On or about December 12, 2013, counsel for the Delaware plaintiff notified the Court and us that they reached an agreement with counsel for the New York plaintiff to coordinate efforts and prosecute this case in the Delaware Chancery Court. On December 13, 2013, the plaintiff in the Delaware action filed an Amended Complaint that alleges, again, that the Individual Defendants breached their fiduciary duties and that we aided and abetted the purported breaches of such fiduciary duties. The relief sought includes, among other things, rescission of the transaction and the payment of plaintiff’s attorneys’ fees and costs. We believe the plaintiff’s allegations lack merit and we are contesting them.

 

The Defendants filed their motions to dismiss the Amended Complaint on January 28, 2014; Plaintiff’s opposition papers are due February 14, 2014 and Defendants’ Reply papers were filed February 28, 2014. The parties also have agreed that discovery will be stayed while the Defendants motion to dismiss is pending.

 

CapeBio

 

On December 22, 2009, we, through our subsidiary, Synergy Advanced Pharmaceuticals, Inc., filed a complaint in the Supreme Court of the State of New York against CapeBio, LLC, CombiMab Inc. and Per Lindell alleging that defendants intentionally breached certain provisions of agreements previously entered into with us.
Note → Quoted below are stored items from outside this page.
PR #458, opened 2024-01-26
Separate multi-node integ tests to their own job

dbwiddis:
### Description

Multi-node integration tests were set to run on the same server as integration tests had just run on.  On cluster startup, the nodes were reading the previous cluster state from the (dropped) single node and uses the same stored indices.

Additionally ML Commons recently made the default `true` for a feature that auto-deploys ML models after a node drop and recovery, so these recoveries were occurring.

While no guarantee separating this out will fix the flaky macOS tests, I've seen enough hints in the logs to suggest that leftover bits from previous tests are slowing startup and potentially contributing to test failures. 

### Issues Resolved

Might resolve flaky tests. At least will cut down on the debugging noise.

### DIFF
--- a/.github/workflows/CI.yml
+++ b/.github/workflows/CI.yml
@@ -79,7 +79,22 @@ jobs:
       - name: Build and Run Tests
         run: |
           ./gradlew integTest yamlRestTest
-      - name: Multi Nodes Integration Testing
-        if: matrix.java == '21'
+  integMultiNodeTest:
+    needs: [spotless, javadoc]
+    strategy:
+      fail-fast: false
+      matrix:
+        os: [ubuntu-latest, macos-latest, windows-latest]
+        java: [21]
+    name: Multi-Node Integ Test JDK${{ matrix.java }}, ${{ matrix.os }}
+    runs-on: ${{ matrix.os }}
+    steps:
+      - uses: actions/checkout@v4
+      - name: Set up JDK ${{ matrix.java }}
+        uses: actions/setup-java@v4
+        with:
+          java-version: ${{ matrix.java }}
+          distribution: temurin
+      - name: Build and Run Tests
         run: |
           ./gradlew integTest -PnumNodes=3


.github/workflows/CI.yml
```diff
@@ -79,7 +79,22 @@ jobs:
       - name: Build and Run Tests
         run: |
           ./gradlew integTest yamlRestTest
-      - name: Multi Nodes Integration Testing
-        if: matrix.java == '21'
+  integMultiNodeTest:
+    needs: [spotless, javadoc]
```
owaiskazi19, line 83: Nit: Should we also add `integTest` here? If `integTest` itself fails then we can avoid running multi node integ tests. WDYT?

.github/workflows/CI.yml
```diff
@@ -79,7 +79,22 @@ jobs:
...
+    strategy:
+      fail-fast: false
```
owaiskazi19, line 85: Should we have this strategy only for `macos` and `windows`?

owaiskazi19 (commented):
Thanks for digging into this @dbwiddis. Great RCA.

.github/workflows/CI.yml
owaiskazi19: But our CI would run for a longer time then.

dbwiddis: Yeah I thought of that and figured we could run in parallel.

.github/workflows/CI.yml
dbwiddis: When they stop being flaky we can remove this.  I don’t think it hurts to have it tho.

owaiskazi19 (approved):

joshpalis (approved):

joshpalis:
> Additionally ML Commons recently made the default true for a feature that auto-deploys ML models after a node drop and recovery, so these recoveries were occurring.

Interesting, I had thought we we're preventing the auto-redeployment of ML Models via the cluster settings [here](https://github.com/opensearch-project/flow-framework/blob/ad199e3822204f17a463c8596787f4063bb84b4c/src/test/java/org/opensearch/flowframework/FlowFrameworkRestTestCase.java#L124) during set up

dbwiddis:
> Interesting, I had thought we we're preventing the auto-redeployment of ML Models via the cluster settings [here](https://github.com/opensearch-project/flow-framework/blob/ad199e3822204f17a463c8596787f4063bb84b4c/src/test/java/org/opensearch/flowframework/FlowFrameworkRestTestCase.java#L124) during set up

Maybe that was a recent change that I missed when spelunking old logs.

But recovering indices and cluster state was happening and I'm pretty sure it impacted the timing of node startup.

In the complaint we requested that the defendants be permanently restrained and enjoined from breaching such agreements and disgorging all compensation and all profits derived from their claimed misappropriation of plaintiff’s intellectual property.

 

On August 8, 2013 the parties entered into a Settlement Agreement and Mutual Release in the Supreme Court of the State of New York and we expect no further legal action in this case.

 

There can be no assurance as to the outcome of these proceedings.